Feng Yu, Zhang Ying, Liu Zhong-lan, Zhang Chao-dong
Department of Neurology, First Affiliated Hospital of China Medical University, Shenyang, Liaoning, China.
Chin Med J (Engl). 2008 Oct 5;121(19):1915-9.
Normokalaemic periodic paralysis (normoKPP) is characterized by transient and recurrent myoasthenia, and some patients also show muscle stiffness induced by cold exposure (paramyotonia congenita, PMC). It is caused by a mutation in the muscle voltage gated sodium channel alpha subunit (SCN4A) gene. Due to the diversity of the clinical manifestations of patients, it is difficult for clinicians to differentiate some of patients with atypical normoKPP from those who suffer from other periodic paralysis and nondystrophic myotonia. So far, for normoKPP there are almost no ways to assist definite diagnosis besides genetic screening. This research was designed to evaluate an exercise test (ET) in confirming the diagnosis of normoKPP and in assessing the therapeutic effectiveness of some drugs on this disease.
ET, described by McMains, was performed on six subjects from a Chinese family, including four patients with overlapping disease of normoKPP and PMC caused by a mutation of SCN4A Met1592Val that is identified by genetic analysis and two normal control members. The change of compound muscle action potential (CMAP) was recorded. Besides the family, two patients were also tested during treatments with acetazolamide.
All patients showed a slight increase in CMAP immediately after exercise, followed by an abnormal gradual decline, which reached its nadir 25-30 minutes after exercise. CMAP amplitude dropped by more than 40% in patients but less than 23% in controls. In the patients who received treatment with acetazolamide, the change of CMAP amplitude was less than 28% and, at any fixed times, less than pretreatment values.
The ET may be used as a predictive, easy and reliable method of diagnosing normoKPP under conditions without genetic screening help, and is an objective way to evaluate the therapeutic effectiveness. According to different response patterns, the ET may also be helpful in reducing the scope of genetic screening.

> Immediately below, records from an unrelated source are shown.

PR #995, opened 2025-08-21
Feature/demean accelerated

schroedk:
This PR implements a simple version of the Iron-Tucks acceleration.

### DIFF
--- a/pyfixest/core/_core_impl.pyi
+++ b/pyfixest/core/_core_impl.pyi
@@ -20,3 +20,10 @@ def _count_fixef_fully_nested_all_rs(
     cluster_data: NDArray[np.uint64],
     fe_data: NDArray[np.uint64],
 ) -> tuple[np.ndarray, int]: ...
+def _demean_accelerated_rs(
+    x: NDArray[np.float64],
+    flist: NDArray[np.uint64],
+    weights: NDArray[np.float64],
+    tol: float = 1e-08,
+    maxiter: int = 100_000,
+) -> tuple[np.ndarray, bool]: ...
--- a/pyfixest/core/demean_accelerated.py
+++ b/pyfixest/core/demean_accelerated.py
@@ -1,0 +1,73 @@
+import numpy as np
+from numpy.typing import NDArray
+
+from ._core_impl import _demean_accelerated_rs
+
+
+def demean_accelerated(
+    x: NDArray[np.float64],
+    flist: NDArray[np.uint64],
+    weights: NDArray[np.float64],
+    tol: float = 1e-08,
+    maxiter: int = 100_000,
+) -> tuple[NDArray, bool]:
+    """
+    Demean an array.
+
+    Workhorse for demeaning an input array `x` based on the specified fixed
+    effects and weights via the alternating projections algorithm.
+
+    Parameters
+    ----------
+    x : numpy.ndarray
+        Input array of shape (n_samples, n_features). Needs to be of type float.
+    flist : numpy.ndarray
+        Array of shape (n_samples, n_factors) specifying the fixed effects.
+        Needs to already be converted to integers.
+    weights : numpy.ndarray
+        Array of shape (n_samples,) specifying the weights.
+    tol : float, optional
+        Tolerance criterion for convergence. Defaults to 1e-08.
+    maxiter : int, optional
+        Maximum number of iterations. Defaults to 100_000.
+
+    Returns
+    -------
+    tuple[numpy.ndarray, bool]
+        A tuple containing the demeaned array of shape (n_samples, n_features)
+        and a boolean indicating whether the algorithm converged successfully.
+
+    Examples
+    --------
+    ```{python}
+    import numpy as np
+    import pyfixest as pf
+    from pyfixest.utils.dgps import get_blw
+    from pyfixest.estimation.demean_ import demean
+    from formulaic import model_matrix
+
+    fml = "y ~ treat | state + year"
+
+    data = get_blw()
+    data.head()
+
+    Y, rhs = model_matrix(fml, data)
+    X = rhs[0].drop(columns="Intercept")
+    fe = rhs[1].drop(columns="Intercept")
+    YX = np.concatenate([Y, X], axis=1)
+
+    # to numpy
+    Y = Y.to_numpy()
+    X = X.to_numpy()
+    YX = np.concatenate([Y, X], axis=1)
+    fe = fe.to_numpy().astype(int)  # demean requires fixed effects as ints!
+
+    YX_demeaned, success = demean(YX, fe, weights = np.ones(YX.shape[0]))
+    Y_demeaned = YX_demeaned[:, 0]
+    X_demeaned = YX_demeaned[:, 1:]
+
+    print(np.linalg.lstsq(X_demeaned, Y_demeaned, rcond=None)[0])
+    print(pf.feols(fml, data).coef())
+    ```
+    """
+    return _demean_accelerated_rs(x, flist.astype(np.uint64), weights, tol, maxiter)
--- a/src/demean_accelerated.rs
+++ b/src/demean_accelerated.rs
@@ -1,0 +1,199 @@
+use ndarray::{Array2, ArrayView1, ArrayView2, Zip};
+use numpy::{PyArray2, PyReadonlyArray1, PyReadonlyArray2};
+use pyo3::prelude::*;
+use rayon::prelude::*;
+use std::sync::atomic::{AtomicUsize, Ordering};
+use std::sync::Arc;
+
+mod internal {
+    pub(super) fn sad_converged(a: &[f64], b: &[f64], tol: f64) -> bool {
+        a.iter().zip(b).all(|(&x, &y)| (x - y).abs() < tol)
+    }
+
+    pub(super) fn calc_group_weights(
+        sample_weights: &[f64],
+        group_ids: &[usize],
+        n_samples: usize,
+        n_factors: usize,
+        n_groups: usize,
+    ) -> Vec<f64> {
+        let mut group_weights = vec![0.0; n_factors * n_groups];
+        for i in 0..n_samples {
+            let weight = sample_weights[i];
+            for j in 0..n_factors {
+                let id = group_ids[i * n_factors + j];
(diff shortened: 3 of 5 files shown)


s3alfisc:
@schroedk just rebased / merged changes from master in here (new features plus I moved to using a pixi toml, plus the dev env no longer installs on windows due to compatibility challenges). 

As before, you can build the Rust bindings by typing
```
pixi r -e dev maturin-develop
```
and run the benchmarks via 
```
pixi run -e dev pytest  tests/test_demean.py::test_demean_complex_fixed_effects
```

s3alfisc:
Benchmarks of the accelerated vs regular rust vs fixest and FixedEffectsModels.jl. Looks like good progress to me! 

image

schroedk:
> Benchmarks of the accelerated vs regular rust vs fixest and FixedEffectsModels.jl. Looks like good progress to me!
> 
> image

@s3alfisc do you have the code to run this benchmark?

s3alfisc:
Yes, it's here: https://github.com/s3alfisc/fixest_benchmarks

Hope I documented the setup well, but I think clone + just + task runner should get you started. 

It's the OLS benchmarks for the hard problem that are relevant. 

Note: @grantmcdermott mentioned the other day there might be a minor issue with the benchmarks (though I don't know what exactly) so best to take it with a grain of salt (though I couldn't spot it, everything looked ok to me).

s3alfisc:
Wait it looks like I didn't push my local changes including the just setup. One sec

s3alfisc:
It's in the justfile branch on the remote 😅

https://github.com/s3alfisc/fixest_benchmarks

Requirements: global R and Julia installations. Just. 

Then type 

just setup 

To install all package deps as well as python (in local env). 

Then just bench-ols for benchmarks.

s3alfisc:
Is this confirmed? 👀 😄 🚀 

image

s3alfisc:
Re failing tests atm - seems to be the prediction method, which is notoriously fickle and should be fixable by changing the tolerance or just checking on a different subset of the prediction array: 

```python
 x1 = array([23.03009222,  7.43960451, 14.04928582, 17.83110832, 17.46495242])
x2 = array([23.03009052,  7.43960323, 14.04928428, 17.83110934, 17.4649537 ])
```

schroedk:
@s3alfisc Looks like it is on par now on the benchmark
plot_ols

s3alfisc:
> @s3alfisc Looks like it is on par now on the benchmark

So cool! Super awesome!!!

s3alfisc:
Let me know once you think it is time for a review =) (I will start anyways as it will talk me some time to study the code 😄 )

schroedk:
@s3alfisc the PR is ready for review. My suggestions/questions would be:

1. Remove the added benchmark code (no diff to .gitignore, benchmarks)
2. I added a rust version of detect_singletons and wired it into feols for speed -> what to do with the numba implementation?
3. Rust backend now resolves to the accelerated version -> what to do with the original demean.rs?
4. Too many commits, after review I would squash merge

s3alfisc:
Awesome, I will start my review then! I will try to be fast, but also have a [big PR](https://github.com/py-econometrics/pyfixest/pull/1118) from @leostimpfle to review thoroughly + all the Rust code will be a bit of a challenge for me 😄 

On your questions, I'd say: 

1. Yes, let's delete the benchmark code? I will push some changes to the [fixest_benchmark](https://github.com/s3alfisc/fixest_benchmarks) repo that I have been working on going forward, we can use it to benchmark the routines?
2. This is super awesome! For the numba implementation - I guess I would keep it for now? I haven't fully decided what to do with the numba code once we make the switch and make the rust backend the default - option 1 is to allow users to choose a numba backend, option 2 would be to delete all numba code. Do you happen have an opinion on this?
3. I would probably delete it? Or is there any use in keeping it for testing / as a reference? 
4. Yes, squash commit makes sense to me 👍

pyfixest/core/_core_impl.pyi
```diff
@@ -20,3 +20,11 @@ def _count_fixef_fully_nested_all_rs(
     cluster_data: NDArray[np.uint64],
     fe_data: NDArray[np.uint64],
 ) -> tuple[np.ndarray, int]: ...
+def _demean_accelerated_rs(
+    x: NDArray[np.float64],
+    flist: NDArray[np.uint64],
+    weights: NDArray[np.float64],
+    tol: float = 1e-08,
```
s3alfisc:
```suggestion
    tol: float = 1e-06,
```

pyfixest/core/demean_accelerated.py
```diff
@@ -0,0 +1,79 @@
...
+from numpy.typing import NDArray
+
+from ._core_impl import _demean_accelerated_rs
+
+
+def demean_accelerated(
+    x: NDArray[np.float64],
+    flist: NDArray[np.uint64],
+    weights: NDArray[np.float64],
+    tol: float = 1e-08,
```
s3alfisc:
```suggestion
    tol: float = 1e-06,
```

schroedk:
> Awesome, I will start my review then! I will try to be fast, but also have a [big PR](https://github.com/py-econometrics/pyfixest/pull/1118) from @leostimpfle to review thoroughly + all the Rust code will be a bit of a challenge for me 😄
> 
> On your questions, I'd say:
> 
> 1. Yes, let's delete the benchmark code? I will push some changes to the [fixest_benchmark](https://github.com/s3alfisc/fixest_benchmarks) repo that I have been working on going forward, we can use it to benchmark the routines?
> 2. This is super awesome! For the numba implementation - I guess I would keep it for now? I haven't fully decided what to do with the numba code once we make the switch and make the rust backend the default - option 1 is to allow users to choose a numba backend, option 2 would be to delete all numba code. Do you happen have an opinion on this?
> 3. I would probably delete it? Or is there any use in keeping it for testing / as a reference?
> 4. Yes, squash commit makes sense to me 👍

1. deleted
2. I will keep it for now, feols already uses the rust version. There is no other usage (beside tests) of the numba code, so one can rid of it any time and re-export the rust backed version for backwards compatibility. I cannot think of a reason to keep the numba backend in the middle/long run, so I would go with Option 2.
3. I deleted it and rewired the python bindings to the accelerated version (commit 
6c091d7) -> no breaking change in the python API
4. I created a smaller more meaningful set of commits, so you could also step through the commits for the review. If you like, we can squash to one commit for merge.

s3alfisc:
If I understand it correctly, the algorithm is set up to operate in "coef space" - this means that we have estimated fixed effects at the end of the demeaning routine. Would it be possible to return these fixed effects? In these fixed effects models, we are usually not interested in them, but we might need them to conduct predictions, which in turn is needed to compute marginal effects quickly. This is more or less how the R `margins` package does it, and Stata and R and Pythons `marginal effects` too. From the [margins paper](https://cran.r-project.org/web/packages/margins/vignettes/TechnicalDetails.pdf): 
image
image

In pyfixest, we currently get the estimated fixed effects post hoc by solving a sparse system via LSMR (see [here](https://github.com/py-econometrics/pyfixest/blob/8d07f0b36b969194ab52ef737833ff1d039f71c3/pyfixest/estimation/feols_.py#L2005)), which I think we could skip now?

schroedk:
@s3alfisc latest benchmark
With numba:
plot_ols

Without numba:
plot_ols

s3alfisc:
This looks awesome! Should we maybe update the benchmarks in the readme?

s3alfisc:
Just a thought - is it currently possible for users to turn of the "reorder fixed effects" solution via the API? 
I think it could be useful to allow this for cases where users know which fixed effects are most complicated, which might not necessarily be identical to the "largest" fixed effects. 

Example: 

We have three fixed effects: nba_player, district, city. NBA player is just an identifier of a player, while district and city tell us about where a game is played. Because of schedules, players play games in different cities and districts and hence there is little correlation. But of course there are much more players than cities / districts. 

As cities are nested within districts, the fixed effects will be super correlated. In this case, it might make sense to work on district & city in the two way part of the three part strategy for 3+ FE even if the cardinality of the FE is lower?

schroedk:
> Just a thought - is it currently possible for users to turn of the "reorder fixed effects" solution via the API? I think it could be useful to allow this for cases where users know which fixed effects are most complicated, which might not necessarily be identical to the "largest" fixed effects.
> 
> Example:
> 
> We have three fixed effects: nba_player, district, city. NBA player is just an identifier of a player, while district and city tell us about where a game is played. Because of schedules, players play games in different cities and districts and hence there is little correlation. But of course there are much more players than cities / districts.
> 
> As cities are nested within districts, the fixed effects will be super correlated. In this case, it might make sense to work on district & city in the two way part of the three part strategy for 3+ FE even if the cardinality of the FE is lower?

It is not, but easy to change on the rust side. Actually it is just reverting [35ba573](https://github.com/py-econometrics/pyfixest/pull/995/commits/35ba573fd2c6e4f262ddd89ec4cd3465e2409b3b), as I had it before but decided to keep it more simple. But I did not consider your very valid point. The bigger problem is, how to add it to the python part?

s3alfisc:
> The bigger problem is, how to add it to the python part?

Fixest has a Boolean argument "reorder_coef" - I think we could just add it to the python interface and then pass it to the Rust code? For the non-accelerated algos, it would just not do anything. Maybe I am missing something?

schroedk:
> > The bigger problem is, how to add it to the python part?
> 
> Fixest has a Boolean argument "reorder_coef" - I think we could just add it to the python interface and then pass it to the Rust code? For the non-accelerated algos, it would just not do anything. Maybe I am missing something?

@s3alfisc that would be one possibility, but then you have to also expose it to calling functions like feols. In this case the parameter is confusing, because it is only relevant for the rust backend.

What about this, I make it configurable on the rust side and we handle the python side in a separate issue? In this case, here we only have to talk about the default:

- true: sorts every time, the average user would profit, but "power user" sorting the FE would not be able to
- false: on average, the convergence might be slower due to the missing sorting (no idea how much), we would have to document, that manual sorting the hard FE to the front can increase convergence speed. But again, this only holds true for the rust backend.

Edit: I would vote for false (not sorting by default), it is more explicit (has a higher value for me than pure maximal performance)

正常血钾型周期性麻痹(normoKPP)的特征为短暂且反复发作的肌无力,部分患者还表现出冷暴露诱发的肌肉僵硬(先天性副肌强直,PMC)。它由肌肉电压门控钠通道α亚基(SCN4A)基因突变所致。由于患者临床表现多样,临床医生难以将部分非典型normoKPP患者与其他周期性麻痹及非营养不良性肌强直患者区分开来。迄今为止,除基因筛查外,几乎没有方法可辅助确诊normoKPP。本研究旨在评估一项运动试验(ET)在确诊normoKPP及评估某些药物对该疾病治疗效果方面的作用。
对来自一个中国家庭的6名受试者进行了McMains描述的ET,其中包括4名由基因分析确定为SCN4A基因Met1592Val突变导致的normoKPP和PMC重叠疾病患者以及2名正常对照成员。记录复合肌肉动作电位(CMAP)的变化。除该家庭外,还对2名接受乙酰唑胺治疗的患者进行了测试。
所有患者运动后即刻CMAP均略有升高,随后异常逐渐下降,在运动后25 - 30分钟降至最低点。患者的CMAP波幅下降超过40%,而对照组下降小于23%。接受乙酰唑胺治疗的患者,CMAP波幅变化小于28%,且在任何固定时间均低于治疗前值。
在无基因筛查帮助的情况下,ET可作为一种预测性、简便且可靠的诊断normoKPP的方法,也是评估治疗效果的客观手段。根据不同的反应模式,ET还可能有助于缩小基因筛查范围。